Saved entries:
--------------------------------

PR #6741, opened 2018-01-17
resolve #6733 make empty env vars sequence-safe for sequence parameters

### LINKED ISSUE #6733: Empty sequences for configuration parameters cannot be expressed in environment variables
**I'm submitting a...**
  - [ ] bug report
  - [x] feature request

--------------------------------

ACTIVITY:
Go through the data above and copy all of it exactly.

COMPLETED TASK:
PR #6741, opened 2018-01-17
resolve #6733 make empty env vars sequence-safe for sequence parameters

### LINKED ISSUE #6733: Empty sequences for configuration parameters cannot be expressed in environment variables
**I'm submitting a...**
  - [ ] bug report
  - [x] feature request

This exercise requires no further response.